PR #4890, opened 2022-12-02
Code metric fixes

jacob314:
Experiment applying most of the fixes suggested by the default dart_code_metrics configuration.

Feedback appreciated. Most of the switches to conditionals seem like an improvement but a few might be going overboard.

### DIFF
--- a/packages/devtools_app/lib/src/screens/debugger/call_stack.dart
+++ b/packages/devtools_app/lib/src/screens/debugger/call_stack.dart
@@ -112,17 +112,15 @@ class _CallStackState extends State<CallStack>
       ),
     );
 
-    if (isAsyncBreak) {
-      return result;
-    } else {
-      return DevToolsTooltip(
-        message: locationDescription == null
-            ? frameDescription
-            : '$frameDescription $locationDescription',
-        waitDuration: tooltipWaitLong,
-        child: result,
-      );
-    }
+    return isAsyncBreak
+        ? result
+        : DevToolsTooltip(
+            message: locationDescription == null
+                ? frameDescription
+                : '$frameDescription $locationDescription',
+            waitDuration: tooltipWaitLong,
+            child: result,
+          );
   }
 
   Future<void> _onStackFrameSelected(StackFrameAndSourcePosition frame) async {
--- a/packages/devtools_app/lib/src/screens/debugger/debugger_model.dart
+++ b/packages/devtools_app/lib/src/screens/debugger/debugger_model.dart
@@ -437,13 +437,11 @@ class ScriptRefUtils {
       ];
     }
 
-    if (parts.length > 1) {
-      return [
-        parts.first,
-        parts.sublist(1).join('/'),
-      ];
-    } else {
-      return parts;
-    }
+    return parts.length > 1
+        ? [
+            parts.first,
+            parts.sublist(1).join('/'),
+          ]
+        : parts;
   }
 }
--- a/packages/devtools_app/lib/src/screens/inspector/inspector_controller.dart
+++ b/packages/devtools_app/lib/src/screens/inspector/inspector_controller.dart
@@ -65,16 +65,14 @@ class InspectorController extends DisposableController
       onExpand: _onExpand,
       onClientActiveChange: _onClientChange,
     );
-    if (isSummaryTree) {
-      details = InspectorController(
-        inspectorTree: detailsTree!,
-        treeType: treeType,
-        parent: this,
-        isSummaryTree: false,
-      );
-    } else {
-      details = null;
-    }
+    details = isSummaryTree
+        ? InspectorController(
+            inspectorTree: detailsTree!,
+            treeType: treeType,
+            parent: this,
+            isSummaryTree: false,
+          )
+        : null;
 
     await serviceManager.onServiceAvailable;
 
@@ -807,7 +805,7 @@ class InspectorController extends DisposableController
   }
 
   void selectionChanged() {
-    if (visibleToUser == false) {
+    if (!visibleToUser) {
       return;
     }
 
--- a/packages/devtools_app/lib/src/screens/inspector/inspector_service.dart
+++ b/packages/devtools_app/lib/src/screens/inspector/inspector_service.dart
@@ -122,13 +122,11 @@ abstract class InspectorServiceBase extends DisposableController
   }
 
   Future<bool> invokeBoolServiceMethodNoArgs(String methodName) async {
-    if (useDaemonApi) {
-      return await invokeServiceMethodDaemonNoGroupArgs(methodName) == true;
-    } else {
-      return (await invokeServiceMethodObservatoryNoGroup(methodName))
-              ?.valueAsString ==
-          'true';
-    }
+    return useDaemonApi
+        ? await invokeServiceMethodDaemonNoGroupArgs(methodName) == true
+        : (await invokeServiceMethodObservatoryNoGroup(methodName))
+                ?.valueAsString ==
+            'true';
   }
 
   Future<Object?> invokeServiceMethodDaemonNoGroupArgs(
@@ -638,13 +636,11 @@ abstract class ObjectGroupBase implements Disposable {
     String methodName,
   ) async {
     if (disposed) return null;
-    if (useDaemonApi) {
-      return parseDiagnosticsNodeDaemon(invokeServiceMethodDaemon(methodName));
-    } else {
-      return parseDiagnosticsNodeObservatory(
-        invokeServiceMethodObservatory(methodName),
-      );
-    }
+    return useDaemonApi
+        ? parseDiagnosticsNodeDaemon(invokeServiceMethodDaemon(methodName))
+        : parseDiagnosticsNodeObservatory(
+            invokeServiceMethodObservatory(methodName),
+          );
   }
 
   Future<RemoteDiagnosticsNode?> invokeServiceMethodReturningNodeInspectorRef(
@@ -652,15 +648,13 @@ abstract class ObjectGroupBase implements Disposable {
     InspectorInstanceRef? ref,
   ) async {
     if (disposed) return null;
-    if (useDaemonApi) {
-      return parseDiagnosticsNodeDaemon(
-        invokeServiceMethodDaemonInspectorRef(methodName, ref),
-      );
-    } else {
-      return parseDiagnosticsNodeObservatory(
-        invokeServiceMethodObservatoryInspectorRef(methodName, ref),
-      );
-    }
+    return useDaemonApi
+        ? parseDiagnosticsNodeDaemon(
+            invokeServiceMethodDaemonInspectorRef(methodName, ref),
+          )
+        : parseDiagnosticsNodeObservatory(
+            invokeServiceMethodObservatoryInspectorRef(methodName, ref),
+          );
   }
 
   Future<RemoteDiagnosticsNode?> invokeServiceMethodWithArgReturningNode(
@@ -668,15 +662,13 @@ abstract class ObjectGroupBase implements Disposable {
     String arg,
   ) async {
     if (disposed) return null;
-    if (useDaemonApi) {
-      return parseDiagnosticsNodeDaemon(
-        invokeServiceMethodDaemonArg(methodName, arg, groupName),
-      );
-    } else {
-      return parseDiagnosticsNodeObservatory(
-        invokeServiceMethodObservatoryWithGroupName1(methodName, arg),
-      );
-    }
+    return useDaemonApi
+        ? parseDiagnosticsNodeDaemon(
+            invokeServiceMethodDaemonArg(methodName, arg, groupName),
+          )
+        : parseDiagnosticsNodeObservatory(
+            invokeServiceMethodObservatoryWithGroupName1(methodName, arg),
+          );
   }
 
   Future<void> invokeVoidServiceMethodInspectorRef(
@@ -1049,19 +1041,17 @@ abstract class ObjectGroupBase implements Disposable {
     bool isProperty,
   ) async {
     if (disposed) return const [];
-    if (useDaemonApi) {
-      return parseDiagnosticsNodesDaemon(
-        invokeServiceMethodDaemonInspectorRef(methodName, instanceRef),
-        parent,
-        isProperty,
-      );
-    } else {
-      return parseDiagnosticsNodesObservatory(
-        invokeServiceMethodObservatoryInspectorRef(methodName, instanceRef),
-        parent,
-        isProperty,
-      );
-    }
+    return useDaemonApi
+        ? parseDiagnosticsNodesDaemon(
+            invokeServiceMethodDaemonInspectorRef(methodName, instanceRef),
+            parent,
+            isProperty,
+          )
+        : parseDiagnosticsNodesObservatory(
+            invokeServiceMethodObservatoryInspectorRef(methodName, instanceRef),
+            parent,
+            isProperty,
+          );
   }
 
   /// Evaluate an expression where `object` references the [inspectorRef] or
@@ -1246,12 +1236,10 @@ class ObjectGroup extends ObjectGroupBase {
     }
     if (disposed) return null;
 
-    if (newSelection != null &&
-        newSelection.dartDiagnosticRef == previousSelectionRef) {
-      return previousSelection;
-    } else {
-      return newSelection;
-    }
+    return newSelection != null &&
+            newSelection.dartDiagnosticRef == previousSelectionRef
+        ? previousSelection
+        : newSelection;
   }
 
   Future<bool> setSelectionInspector(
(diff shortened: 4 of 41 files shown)


packages/devtools_app/lib/src/http/_http_date.dart
```diff
@@ -221,11 +221,7 @@ class HttpDate {
 
     int expectNum(String separator) {
       int pos;
-      if (separator.length > 0) {
-        pos = date.indexOf(separator, index);
-      } else {
-        pos = date.length;
-      }
+      pos = separator.length > 0 ? date.indexOf(separator, index) : date.length;
```
jacob314, line 224: changes like this seem like an improvement. Fyi @pq have we thought about adding a lint for preferring conditionals?
The one in Dart Code Metrics goes a bit overboard. I'd imagine if we added it to the core linter it would only fire for short expressions like this and not the large ones that code metrics suggests.

packages/devtools_app/lib/src/screens/debugger/call_stack.dart
```diff
@@ -63,40 +63,42 @@ class _CallStackState extends State<CallStack>
...
-    if (asyncMarker) {
-      child = Row(
-        children: [
-          const SizedBox(width: defaultSpacing, child: Divider()),
-          Padding(
-            padding: const EdgeInsets.symmetric(horizontal: densePadding),
-            child: Text(
-              frameDescription,
-              style: selected ? theme.selectedTextStyle : theme.subtleTextStyle,
+    child = asyncMarker
```
jacob314, line 66: @kenzieschmoll what do you think about cases like this? Is this cleaner or more obfuscated?

packages/devtools_app/lib/src/screens/inspector/inspector_controller.dart
```diff
@@ -807,7 +805,7 @@ class InspectorController extends DisposableController
   }
 
   void selectionChanged() {
-    if (visibleToUser == false) {
+    if (!visibleToUser) {
```
jacob314, line 808: Fyi @pq. This is a lint fix from Dart code metrics that I'd be comfortable having in the recommended set if we were able to run Dart code metrics without significant performance overhead.

packages/devtools_app/lib/src/screens/inspector/inspector_service.dart
```diff
@@ -638,45 +636,39 @@ abstract class ObjectGroupBase implements Disposable {
...
-    if (useDaemonApi) {
-      return parseDiagnosticsNodeDaemon(
-        invokeServiceMethodDaemonInspectorRef(methodName, ref),
-      );
-    } else {
-      return parseDiagnosticsNodeObservatory(
-        invokeServiceMethodObservatoryInspectorRef(methodName, ref),
-      );
-    }
+    return useDaemonApi
```
jacob314, line 651: this was a larger block but I still think this was a little bit of an improvement over the original code.

packages/devtools_app/lib/src/shared/theme.dart
```diff
@@ -297,9 +297,7 @@ extension DevToolsColorScheme on ColorScheme {
 
   Color get toggleButtonsFillSelected => devtoolsBlue[400]!;
 
-  Color get grey => isLight
-      ? const Color.fromARGB(255, 128, 128, 128)
-      : const Color.fromARGB(255, 128, 128, 128);
+  Color get grey => const Color.fromARGB(255, 128, 128, 128);
```
jacob314, line 300: Case the linter caught we had a useless check for `isLight`

packages/devtools_app/lib/src/ui/utils.dart
```diff
@@ -288,9 +286,7 @@ class ScreenSize {
     if (height < 450) return MediaSize.xs;
     if (height < 600) return MediaSize.s;
     if (height < 750) return MediaSize.m;
-    if (height < 900)
-      return MediaSize.l;
-    else
-      return MediaSize.xl;
+    if (height < 900) return MediaSize.l;
```
jacob314, line 289: Fyi @pq this sort of case is probably one we would want to start suggesting and quick fixing to Patterns.

packages/devtools_app/lib/src/charts/flame_chart.dart
```diff
@@ -379,11 +379,7 @@ abstract class FlameChartState<T extends FlameChart,
   }
 
   void _handleKeyEvent(RawKeyEvent event) {
-    if (event.isAltPressed) {
-      _altKeyPressed = true;
-    } else {
-      _altKeyPressed = false;
-    }
+    _altKeyPressed = event.isAltPressed ? true : false;
```
bwilkerson, line 382: This should be further simplified to `_altKeyPressed = event.isAltPressed;` (as the branches just return the value of the condition).

packages/devtools_app/lib/src/screens/debugger/call_stack.dart
bwilkerson: I find it harder to read when one or more of the three operands need to be split across multiple lines.

packages/devtools_app/lib/src/framework/status_line.dart
```diff
@@ -98,29 +98,27 @@ class StatusLine extends StatelessWidget {
...
-                : 'flutter.dev/devtools/$docPageId',
-            url: 'https://flutter.dev/devtools/$docPageId',
-            gaScreenName: currentScreen.screenId,
-            gaSelectedItemDescription: analytics_constants.documentationLink,
-          ),
-          context: context,
-        ),
-      );
-    } else {
-      // Use a placeholder for pages with no explicit documentation.
```
kenzieschmoll, line 116: was the comment automatically removed? we should probably leave this even with the ternary operator

packages/devtools_app/lib/src/screens/debugger/call_stack.dart
kenzieschmoll: I do think the if / else block is a little bit easier to read here given how many lines each operand is.

packages/devtools_app/lib/src/screens/debugger/debugger_model.dart
```diff
@@ -391,11 +391,13 @@ class FileNode extends TreeNode<FileNode> {
...
-    } else {
-      return node.scriptRef == null ? false : scriptRef == node.scriptRef;
-    }
+    return scriptRef == null
+        ? node.scriptRef != null
+            ? false
+            : name == node.name
+        : node.scriptRef == null
+            ? false
+            : scriptRef == node.scriptRef;
```
kenzieschmoll, line 400: the nested ternary operators makes this a bit difficult to read

packages/devtools_app/lib/src/screens/memory/panes/chart/chart_pane.dart
```diff
@@ -457,25 +455,15 @@ class _MemoryChartPaneState extends State<MemoryChartPane>
...
-      }
+      traceColor = colorPatch != null
+          ? dashed
+              ? createDashWidget(colorPatch)
+              : createSolidLine(colorPatch)
+          : image == null
+              ? const SizedBox()
+              : scaleImage
+                  ? Image(image: AssetImage(image), width: 20, height: 10)
+                  : Image(image: AssetImage(image));
```
kenzieschmoll, line 466: triple nest 😱

packages/devtools_app/lib/src/screens/vm_developer/vm_service_private_extensions.dart
```diff
@@ -320,11 +318,9 @@ extension FieldPrivateViewExtension on Field {
...
     }
 
-    if (guardClassType == '@Class' || guardClassType == 'Class') {
-      return true;
-    } else {
-      return false;
-    }
+    return guardClassType == '@Class' || guardClassType == 'Class'
+        ? true
+        : false;
```
kenzieschmoll, line 323: could be further simplified to `return guardClassType == '@Class' || guardClassType == 'Class';`

packages/devtools_app/lib/src/screens/debugger/call_stack.dart
jacob314: Agreed. Reverted this one

packages/devtools_app/lib/src/charts/flame_chart.dart
jacob314: done. filed https://github.com/dart-lang/linter/issues/3888 to track this as this really obvious unnecessary code has been committed over 200X in g3.

packages/devtools_app/lib/src/screens/debugger/call_stack.dart
```diff
@@ -112,17 +114,15 @@ class _CallStackState extends State<CallStack>
...
-      return DevToolsTooltip(
-        message: locationDescription == null
-            ? frameDescription
-            : '$frameDescription $locationDescription',
-        waitDuration: tooltipWaitLong,
-        child: result,
-      );
-    }
+    return isAsyncBreak
+        ? result
```
jacob314, line 118: @kenzieschmoll what do you think of this case is. Brian thought it is a bit harder to read but I could go either way on this one.

packages/devtools_app/lib/src/screens/debugger/debugger_model.dart
jacob314: agreed this is overly clever. reverted.

packages/devtools_app/lib/src/screens/memory/panes/chart/chart_pane.dart
jacob314: yeah. if we were to add a lint about ternary operators, it would never suggest more than one nesting level and never suggest large blocks.

packages/devtools_app/lib/src/screens/vm_developer/vm_service_private_extensions.dart
jacob314: Fixed and filed https://github.com/dart-lang/linter/issues/3888

jacob314 (commented):
PTAL

packages/devtools_app/lib/src/http/_http_date.dart
kevmoo: what about `isNotEmpty` for `seperator`?

incendial:
@jacob314 hi, if you have any feedback about the package (aside the comments above which I agree with, especially `? true : false` cases), please share! Also interested in the rules configuration you used, not sure what you meant by `default dart_code_metrics configuration.`.

> This is a lint fix from Dart code metrics that I'd be comfortable having in the recommended set if we were able to run Dart code metrics without significant performance overhead.

This is interesting 🙂 . I'm working on a DCM version without the plugins API (and thus not listed in pubspec at all) and the overall performance is very good (VS Code integration is ready, now finishing the IntelliJ part). I'd be happy to discuss this idea in more details to understand what can be done from our side to enable DCM for the Flutter teams.

jacob314:
> @jacob314 hi, if you have any feedback about the package (aside the comments above which I agree with, especially `? true : false` cases), please share! Also interested in the rules configuration you used, not sure what you meant by `default dart_code_metrics configuration.`.
> 
> > This is a lint fix from Dart code metrics that I'd be comfortable having in the recommended set if we were able to run Dart code metrics without significant performance overhead.
> 
> This is interesting 🙂 . I'm working on a DCM version without the plugins API (and thus not listed in pubspec at all) and the overall performance is very good (VS Code integration is ready, now finishing the IntelliJ part). I'd be happy to discuss this idea in more details to understand what can be done from our side to enable DCM for the Flutter teams.

By default configuration I mean the basic configuration suggested by https://dartcodemetrics.dev/docs/getting-started/configuration
I'm very interested in hearing more about the DCM version without the plugins API as well. In particular I'm interested in what memory usage and performance you are seeing when you avoid the plugins API.

General feedback: all of the lints I tried were ones I would have liked to have  turned on by default except for `prefer-conditional-expressions` which would have too many cases I'd need to ignore to enable.
I'd love a more restricted version of `prefer-conditional-expressions` that doesn't ever prefer double nested conditional expressions and doesn't prefer conditional expressions if either clause of the conditional is more than a couple lines long.  The `prefer-conditonal-expressions` lint also caught a bunch of silly redundant logic in our code so I'd be really excited to enable it if it could be made more restricted.
I think the restrictions are needed   due to it being harder to tell what the block boundaries are for a conditional expression than an `if`, `else` resulting in code that was harder to read as seen in this CL.
The other piece of feedback is the quick fix for `prefer-conditional-expression` corrupted by code a few times. I would suggest a bit more error checking to verify that the quick fix only does safe code transformations. 
It is preferable for a quick-fix to sometimes be unable to fix code than to introduce errors in the code. I can try to give a repro if it helps. In addition to sometimes corrupting logic, the fixes also removed comments which was a more minor but annoying case when trying to bulk cleanup issues.

packages/devtools_app/lib/src/http/_http_date.dart
jacob314: I'd also be happy with a lint + fix for isEmpty and isNotEmpty.  Seems like a nice simple lint to nudge people to use the Dart core libraries. Looks like our users use `.isNotEmpty` about 10X as often then `.length > 0` so the lint shouldn't be contreversial.

kevmoo: We HAVE that lint. Somewhere...

kevmoo: https://dart-lang.github.io/linter/lints/prefer_is_not_empty.html – HA! We should expand this to String!

kevmoo: https://github.com/dart-lang/linter/issues/3889

packages/devtools_app/lib/src/screens/debugger/call_stack.dart
kenzieschmoll: I also could go either way. I think I prefer the if / else here but the ternary isn't terrible since of of the options is a one-liner.

packages/devtools_app/lib/src/http/_http_date.dart
pq: Related: [`avoid_bool_literals_in_conditional_expressions`](https://dart-lang.github.io/linter/lints/avoid_bool_literals_in_conditional_expressions.html).

packages/devtools_app/lib/src/screens/inspector/inspector_controller.dart
pq: Right, that's:

https://dartcodemetrics.dev/docs/rules/common/no-boolean-literal-compare

I'm a little surprised that was never defined in the core linter...

packages/devtools_app/lib/src/ui/utils.dart
pq: See: https://github.com/dart-lang/linter/issues/3673

packages/devtools_app/lib/src/screens/memory/panes/chart/legend.dart
```diff
@@ -167,19 +167,13 @@ class LegendRow extends StatelessWidget {
...
-      }
-
-      return traceColor;
+      return color != null
+          ? dashedLine as bool
+              ? createDashWidget(color)
+              : createSolidLine(color)
+          : image == null
+              ? const SizedBox()
+              : Image(image: AssetImage(image));
```
kenzieschmoll, line 176: can we revert the double ternary?

kenzieschmoll (approved):
one comment then lgtm

packages/devtools_app/lib/src/screens/memory/panes/chart/legend.dart
jacob314: Done. Reverted this file.

incendial:
> By default configuration I mean the basic configuration suggested by https://dartcodemetrics.dev/docs/getting-started/configuration

Oh, I see. I guess we need to update it coz the list of rules is far more bigger right now 🙂 (you can find the whole list in presets https://github.com/dart-code-checker/dart-code-metrics/tree/master/lib/presets)

> I'm very interested in hearing more about the DCM version without the plugins API as well. In particular I'm interested in what memory usage and performance you are seeing when you avoid the plugins API.

**VS Code:** the overall memory consumption for so called DCM analysis-server is about one and a half times less than for the Dart analysis-server

In numbers (for monorepo of like 6 packages):
 - DCM analysis server - ~260 MB
 - Dart - ~370 MB
Screenshot 2022-12-09 at 12 59 49

Just for the DCM repo https://github.com/dart-code-checker/dart-code-metrics:
 - DCM analysis server - ~ 200 MB
 - Dart - ~370 MB
 - Dart + plugin - ~1,1 GB
Screenshot 2022-12-09 at 13 08 55

Meaning that the DCM + Dart consume about twice less as Dart + plugin 😁.

**Please note:**  the measurements above taken after both processes were running for some time. The measurement on a start gives an even bigger difference (like 3 times).

Additionally, there is no "new plugin instance for each package" problem, meaning that it scales pretty good. And the overall responsiveness is better (if both the extension and the plugin are enabled, I see the highlight from the extension and then from the plugin in a noticeable amount of time).

**IntelliJ:** I haven't yet measured the IntelliJ difference, since the implementation is still in progress, but hopefully soon I'll be able to measure. Overall performance for the issues highlight is good, IMO.

> I'd love a more restricted version of prefer-conditional-expressions that doesn't ever prefer double nested conditional expressions and doesn't prefer conditional expressions if either clause of the conditional is more than a couple lines long. The prefer-conditonal-expressions lint also caught a bunch of silly redundant logic in our code so I'd be really excited to enable it if it could be made more restricted.

Thanks, noted! We have a separate rule for limiting the nesting level https://dartcodemetrics.dev/docs/rules/common/avoid-nested-conditional-expressions, but idea to make `prefer-conditonal-expressions` aware of nesting sound solid!

> The other piece of feedback is the quick fix for prefer-conditional-expression corrupted by code a few times. I would suggest a bit more error checking to verify that the quick fix only does safe code transformations.

An example would be great, tbh (so I'd be able to fix it). But I can agree that the quick fixes we have don't check for the output validity and more about "this should work" type of a result.

>  I can try to give a repro if it helps. In addition to sometimes corrupting logic,

Would be amazing!

> the fixes also removed comments which was a more minor but annoying case when trying to bulk cleanup issues.

Definitely a bug, thank you!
******************************
_Task objective_: Lines with "many": return each one from the data above.

_Task solution_:
kenzieschmoll: I do think the if / else block is a little bit easier to read here given how many lines each operand is.
General feedback: all of the lints I tried were ones I would have liked to have  turned on by default except for `prefer-conditional-expressions` which would have too many cases I'd need to ignore to enable.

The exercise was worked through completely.